If I can guarantee the existence of a path in $U_0 = f(V)$ around 0 that comes from a path in $V$, then I believe the rest of the proof goes through. This seems intuitive, but I'm not sure how to construct it. I'll ask another question about that, because this one is starting to get long winded.
--
All of this seems to come down to this question:
Given a holomorphic $f: V \to W$, with $V$ and $W$ open sets, is there a loop around $f(a)$ in $W$ that is the image under $f$ of a smooth loop around a?
I'm pretty sure that the answer to this is affirmative - in that the local picture of a holomorphic map is of the form $z^k$ up to homeomorphism.
Clearing up a terminological uncertainty first: A homotopy is, by definition, continuous in both variables.
Now to the problem.
To simplify notation, let's say $s = 0$, and $a = 0$.
If we assume $f = F(\,\cdot\,,0)$ is holomorphic, we can show the result. We need not the full consequences of holomorphicity, only the existence of a certain curve. Namely, since $f$ is holomorphic and non-constant, $0$ is an isolated zero of $f$, so there is a $\rho > 0$ such that $\overline{D_\rho(0)} \subset V$ such that $f$ has no zeros on the circle $\{z : \lvert z\rvert = \rho\}$. Then
$$d := \frac{1}{2\pi i} \int_{\lvert z\rvert = \rho} \frac{f'(z)}{f(z)}\,dz$$
is the number of zeros of $f$ in $D_\rho(0)$, counting multiplicity, so $d > 0$ since $f(0) = 0$. On the other hand, $d$ is the winding number of the curve $s \mapsto f(\rho e^{is}),\, s\in [0,2\pi]$.
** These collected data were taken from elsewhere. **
PR #4898, opened 2026-05-01
chore(x-tabs): patch KTabs

johncowen:
This one is a bit complicated, so I feel like a fairly good description will help, but I'm trying to be mindful of giving the whys/whats whilst keeping things short.

## Context for reviewers

We noticed a tiny issue with our HTML structure that could cause browser/accessibility issues.

We traced it back to https://github.com/Kong/kongponents/pull/2707 and I have a PR up with a clean revert of that that fixes this issue that is currently in review.

The conversation is quite long and its difficult not to get a bit lost in it - so I won't repeat myself here.

A recommendation was made:

> However, my recommendation is still that Kuma GUI should patch this behavior on its side, then remove that patch once XTabs is migrated to pass route targets through KTabs tab.to. 

I'm finding it difficult to get on a zoom call to discuss at the moment:

> In fact, I’ve already organized all the points I could think of in my replies above. Hopefully you’ll be able to find answers there to any questions that may come up.

So, I've gone ahead and drafted a PR that fixes the issue ourselves (it sounds like the reviewer feels its something we should fix ourselves). Hopefully this is some sort of path forwards if we cannot fix the issue for everyone.

## What this PR does.

1. Removes all the javascript, apart from one line (there is some property defining/slot defining that I don't really count as javascript)
2. Greatly simplifies all the code so we only have a `nav > ul > li` structure
3. Removes the attribute removal we were doing to correct the incorrect "aria semantics"
4. Adds `role="none"` to `li`s avoid overly word-y aria.
5. Copies the styles from KTabs, and removes duplicated and unnecessary rules, removes small SCSS mixins and genrally reorganises the structure into clearer CSS removing.
6. Adds a variant="small" which we don't use yet, but I copied this from https://github.com/Kong/kongponents/pull/3178 with help from @portikM

I might make a couple of inline comments.

## What this PR achieves (apart from unblocking us)

1. No javascript, less potential for bugs.
2. No javascript, so nothing super valuable to test (no tests written in potentially buggy javascript either!)
3. Correct ARIA semantics, whilst this is called XTabs this describes how it looks. Behaviourally its a horizontal navigation bar (ARIA is about behaviour not looks, its mainly used by partially impaired users plus others with and without impairments). We _never_ use without using links to update the URL (everyone wants bookmarkable/refreshable pages without jumping you back to the start)
4. Cleaner CSS - I totally understand that this has just been added and added over time and has gradually got a little out of shape. This PR cleans it up so its easier to follow and understand what is going on. To be fair I think @portikM has also done a lot of this work in his above linked PR.
5. The space bar now correctly scrolls the page when a tab is focussed instead of activating the link. Enter activates the link (via code in the browser we didn't write)
6. "Modifier-key clicking" now works.
7. No more incorrect HTML nesting anchors inside of anchors.
8. XTabs is now never responsible for linking behaviour, the engineer is. This approach trusts the engineer to do the right thing. i.e. "we make it easy to do the right thing and hard to do the wrong thing" (one of our shared/guiding themes). If an engineer doesn't use links, it just doesn't work - easy. If the engineer wants to add interactive content to a tab they can wrap it in a further component (we don't need this functionality but I've seen it in plenty of places elsewhere) - easy. It's now a lot harder to get this wrong.
9. There is not one single engineer/component responsible for everything anymore, aria functionality, bugs, styling, linking etc etc etc. The styling is built with HTML/CSS and the linking isn't the responsibility of the component - because in my mind linking isn't the problem to solve here. Linking is "easy", and we can trust engineers to do that correctly.
10. We don't have to re-implement or otherwise work around things here, we just use the browser.

Currently in Draft as I want some sort of informal direction on this before we approve and merge (this may never happen). But I would appreciate reviews from the usual reviewers, and I would also love it if @portikM could take a quick look at the preview builds and code, I've tried my best to stay true to the original here, I hope you can see that 👍


johncowen:
Ah perfect, our tests failed 🎉 

Let me take a quick look 👀 . (any reviewers can disregard the failing tests for the moment)

johncowen:
Ok I've fixed the tests - I didn't realise that I broke the `data-testid` so I put it back to how it was previous to this PR.

If we want to change this we can circle back and change it later. FYI: I would also like to change how the `disabled` things works: We don't use `disabled` ourselves, but since a "disabled hyperlink" is a "piece of text" i.e. a `span` (not an anchor with a disabled attribute and class) , the styles should reflect that. Actually let me add that to the list of things this PR does as it allows us to use potentially use `span`s inside of the tabs if/when we need to.

All in all, we can add/improve these things later.

Following https://github.com/Kong/kongponents/pull/3171#issuecomment-4384903190 I'm gonna take this PR out of Draft ready for approval and merge.

But! I'm still open to hearing any other realistic alternatives if anyone thinks we shouldn't do this. FWIW I think we should do this.

schogges (dismissed):
LGTM

johncowen:
I added a commit here that moved everything to use native CSS props (and `--x` prefixes), plus I noticed that the focus-ring design of KTabs should really be used on the entire app, not just KTabs

johncowen:
@schogges not sure if you've noticed but I made a few changes here (see the last non-merge commit) and it'll need another ✅

schogges (approved):
LGTM

PR #4905, opened 2026-05-05
chore(ci): fixup vite/connect based mocking

johncowen:
Tweaks our vite based mock runner so we can use vite (which uses node connect http server) to serve our mocks.

Please use the below cookie config for the moment (my vite server is currently running on `:8081`)

Screenshot 2026-05-05 at 16 49 10

Running our mocks in vite instead of MSW will soon become the default. MSW will only be used for our preview sites.

I probably will have a little more to write here

---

That is the curve we need, a simple closed Jordan curve $\gamma$ in $V$ with $n(\gamma,0) = 1$ and $n(f\circ \gamma, 0) \neq 0$.
If we have such a curve, we choose an $\varepsilon > 0$ small enough that $F(\gamma(s),t)\neq 0$ for all $s\in [0,2\pi]$ and $t\in [0,\varepsilon]$, and consider $h \colon S^1\times[0,\varepsilon] \to \mathbb{R}^2\setminus \{0\}$ given by
$$h(e^{is},t) = F(\gamma(s),t).$$
Then $h$ is a homotopy of closed curves in $\mathbb{R}^2\setminus\{0\}$, so all $\alpha_t \colon e^{is} \mapsto F(\gamma(s),t)$ have the same degree, in particular $\deg \alpha_t \neq 0$ for all $t\in [0,\varepsilon]$. That means that no $\alpha_t$ has a continuous extension to a map $D^2 \to \mathbb{R}^2\setminus\{0\}$, since such an extension would provide a homotopy to a constant map, and that would imply $\deg\alpha_t = 0$. But $F(\,\cdot\,,t)$ provides an extension of the curve $\alpha_t$ to a continuous map $D^2\to\mathbb{R}^2$, which implies that $F(\,\cdot\,,t)$ has a zero in the interior of $\gamma$, which is contained in $V$.